I am writing a research proposal for the disease gene prediction using machine learning. The system is intended to identify the candidate disease genes by learning from both positive disease genes/proteins (associated with the disease) and genes/proteins are not associated with the disease.

I am a tyro(a GRE vocab!) in the Bioinformatics field and I am worried about: 1) The avialabilty of the data. (The training sample should contain all the known genes associated with the disease) 2) The hardware and software requirements (storage, processing).

In other words, I do not work in a bioinformatics lab and I want to know the obstacles that I might face. Any interesting ideas on that topic are also appreciated.

Thanks In advance.

Be aware up front that this is a difficult line of inquiry.

My two cents are that you should be concerned about the lack of correlation between your data and hypothesis. There is a large biological gap between nucleotide sequence and a state of disease; that gap is filled with complex system biology that is not easily inferred from the nucleotide sequences alone. What that means from a statistics perspective is that your training data (given that you're interested in all diseases or disease in general) is likely not to be simply correlated with your labels. The models will have a difficult time learning the very non-linear and complex relationship between genes and disease, regardless of the models that you use and assuming you had infinite data available to you, which brings up the concern about data availability.

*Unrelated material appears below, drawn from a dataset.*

PR #1987, opened 2023-02-17
use threadsafe uselocal (_configthreadlocale for Windows)

### LINKED ISSUE #1984: Interference between lensfun and gphoto causes darktable to crash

There aren't many comprehensive gene archives that have reliable disease labels. You will find some for specific diseases, such as single nucleotide polymorphisms related to genetic diseases, or certain nucleotide changes that correlate with an increased risk for cancer, etc. If you choose to focus on those, you may have more success. However for the large majority of diseases, this isn't the case and we don't know the genetic causes.

You should also be concerned about the accuracy of data, both in terms of the nucleotide sequences and the labels (disease + or disease -). There's error for both of these, so any training set you obtain is likely to have false positives and false negatives of some kind.

Suggestions that will help with a successful proposal are:

1. Narrow your question to a specific, well-characterized, genetic disease process that has been thoroughly studied and funded, such as genetically-linked types of cancer, diabetes, etc. You're more likely to be able to obtain good data related to those specific diseases that have reliable labels, where the labels actually correlate with the nucleotide identity.
2. Find someone who is an expert in that disease process and check in with them every so often to make sure your model makes sense from a biological and medical perspective.
3. Keep it simple, as much as you can do so. This isn't a new problem and, like many before you, you'll get in over your head very fast if you are too ambitious with the project.

Other researchers that use Biostars probably have additional advice for you based on their experiences.